__GOAL OF THE EXERCISE__
A faithful copy is needed. Set down all of the data below exactly.

__ENTRIES PROVIDED__
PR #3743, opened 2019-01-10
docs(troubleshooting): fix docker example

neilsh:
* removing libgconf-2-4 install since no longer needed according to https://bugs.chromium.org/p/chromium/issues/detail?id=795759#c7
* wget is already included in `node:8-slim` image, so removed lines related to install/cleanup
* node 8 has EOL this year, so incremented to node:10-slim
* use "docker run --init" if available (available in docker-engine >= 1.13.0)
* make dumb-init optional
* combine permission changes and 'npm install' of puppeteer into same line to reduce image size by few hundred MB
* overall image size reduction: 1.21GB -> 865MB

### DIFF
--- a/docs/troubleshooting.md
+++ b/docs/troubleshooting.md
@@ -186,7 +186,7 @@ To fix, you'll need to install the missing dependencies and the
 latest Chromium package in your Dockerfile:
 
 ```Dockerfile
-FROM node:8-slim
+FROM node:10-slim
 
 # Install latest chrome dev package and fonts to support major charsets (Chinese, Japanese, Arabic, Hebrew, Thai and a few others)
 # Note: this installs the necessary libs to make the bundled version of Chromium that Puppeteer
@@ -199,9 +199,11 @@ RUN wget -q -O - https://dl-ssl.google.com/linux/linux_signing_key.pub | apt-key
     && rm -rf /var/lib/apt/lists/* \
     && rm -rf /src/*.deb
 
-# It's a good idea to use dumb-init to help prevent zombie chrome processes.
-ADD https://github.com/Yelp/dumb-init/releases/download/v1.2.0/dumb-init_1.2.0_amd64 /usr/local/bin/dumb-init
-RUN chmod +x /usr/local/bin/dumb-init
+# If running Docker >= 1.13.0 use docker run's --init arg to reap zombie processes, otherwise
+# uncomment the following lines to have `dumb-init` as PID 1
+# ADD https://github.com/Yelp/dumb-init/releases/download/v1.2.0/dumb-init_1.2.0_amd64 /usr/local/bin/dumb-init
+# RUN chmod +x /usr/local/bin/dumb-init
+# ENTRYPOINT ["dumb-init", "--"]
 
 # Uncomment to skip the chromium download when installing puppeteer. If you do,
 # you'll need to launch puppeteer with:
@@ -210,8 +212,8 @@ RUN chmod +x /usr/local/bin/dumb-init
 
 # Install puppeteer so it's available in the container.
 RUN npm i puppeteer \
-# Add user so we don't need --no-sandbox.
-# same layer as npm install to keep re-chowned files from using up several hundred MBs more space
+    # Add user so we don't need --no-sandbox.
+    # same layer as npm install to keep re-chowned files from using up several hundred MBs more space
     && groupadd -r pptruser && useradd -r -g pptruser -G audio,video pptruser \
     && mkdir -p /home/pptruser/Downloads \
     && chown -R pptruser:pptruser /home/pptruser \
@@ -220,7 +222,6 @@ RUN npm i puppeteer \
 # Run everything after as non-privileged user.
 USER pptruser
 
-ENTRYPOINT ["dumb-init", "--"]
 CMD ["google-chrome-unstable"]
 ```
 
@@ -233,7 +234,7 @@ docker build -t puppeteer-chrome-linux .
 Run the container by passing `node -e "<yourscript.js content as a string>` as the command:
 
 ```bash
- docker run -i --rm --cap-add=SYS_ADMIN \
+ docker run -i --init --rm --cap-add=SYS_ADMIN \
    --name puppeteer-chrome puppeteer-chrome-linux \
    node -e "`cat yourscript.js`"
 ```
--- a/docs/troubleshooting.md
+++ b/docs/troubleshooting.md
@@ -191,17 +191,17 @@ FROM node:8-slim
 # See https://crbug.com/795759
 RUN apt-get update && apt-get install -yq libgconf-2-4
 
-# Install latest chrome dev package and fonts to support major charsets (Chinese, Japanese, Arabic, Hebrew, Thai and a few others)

__EXERCISE OUTPUT__
PR #3743, opened 2019-01-10
docs(troubleshooting): fix docker example

neilsh:
* removing libgconf-2-4 install since no longer needed according to https://bugs.chromium.org/p/chromium/issues/detail?id=795759#c7
* wget is already included in `node:8-slim` image, so removed lines related to install/cleanup
* node 8 has EOL this year, so incremented to node:10-slim
* use "docker run --init" if available (available in docker-engine >= 1.13.0)
* make dumb-init optional
* combine permission changes and 'npm install' of puppeteer into same line to reduce image size by few hundred MB
* overall image size reduction: 1.21GB -> 865MB

### DIFF
--- a/docs/troubleshooting.md
+++ b/docs/troubleshooting.md
@@ -186,7 +186,7 @@ To fix, you'll need to install the missing dependencies and the
 latest Chromium package in your Dockerfile:
 
 ```Dockerfile
-FROM node:8-slim
+FROM node:10-slim
 
 # Install latest chrome dev package and fonts to support major charsets (Chinese, Japanese, Arabic, Hebrew, Thai and a few others)
 # Note: this installs the necessary libs to make the bundled version of Chromium that Puppeteer
@@ -199,9 +199,11 @@ RUN wget -q -O - https://dl-ssl.google.com/linux/linux_signing_key.pub | apt-key
     && rm -rf /var/lib/apt/lists/* \
     && rm -rf /src/*.deb
 
-# It's a good idea to use dumb-init to help prevent zombie chrome processes.
-ADD https://github.com/Yelp/dumb-init/releases/download/v1.2.0/dumb-init_1.2.0_amd64 /usr/local/bin/dumb-init
-RUN chmod +x /usr/local/bin/dumb-init
+# If running Docker >= 1.13.0 use docker run's --init arg to reap zombie processes, otherwise
+# uncomment the following lines to have `dumb-init` as PID 1
+# ADD https://github.com/Yelp/dumb-init/releases/download/v1.2.0/dumb-init_1.2.0_amd64 /usr/local/bin/dumb-init
+# RUN chmod +x /usr/local/bin/dumb-init
+# ENTRYPOINT ["dumb-init", "--"]
 
 # Uncomment to skip the chromium download when installing puppeteer. If you do,
 # you'll need to launch puppeteer with:
@@ -210,8 +212,8 @@ RUN chmod +x /usr/local/bin/dumb-init
 
 # Install puppeteer so it's available in the container.
 RUN npm i puppeteer \
-# Add user so we don't need --no-sandbox.
-# same layer as npm install to keep re-chowned files from using up several hundred MBs more space
+    # Add user so we don't need --no-sandbox.
+    # same layer as npm install to keep re-chowned files from using up several hundred MBs more space
     && groupadd -r pptruser && useradd -r -g pptruser -G audio,video pptruser \
     && mkdir -p /home/pptruser/Downloads \
     && chown -R pptruser:pptruser /home/pptruser \
@@ -220,7 +222,6 @@ RUN npm i puppeteer \
 # Run everything after as non-privileged user.
 USER pptruser
 
-ENTRYPOINT ["dumb-init", "--"]
 CMD ["google-chrome-unstable"]
 ```
 
@@ -233,7 +234,7 @@ docker build -t puppeteer-chrome-linux .
 Run the container by passing `node -e "<yourscript.js content as a string>` as the command:
 
 ```bash
- docker run -i --rm --cap-add=SYS_ADMIN \
+ docker run -i --init --rm --cap-add=SYS_ADMIN \
    --name puppeteer-chrome puppeteer-chrome-linux \
    node -e "`cat yourscript.js`"
 ```
--- a/docs/troubleshooting.md
+++ b/docs/troubleshooting.md
@@ -191,17 +191,17 @@ FROM node:8-slim
 # See https://crbug.com/795759
 RUN apt-get update && apt-get install -yq libgconf-2-4
 
-# Install latest chrome dev package and fonts to support major charsets (Chinese, Japanese, Arabic, Hebrew, Thai and a few others)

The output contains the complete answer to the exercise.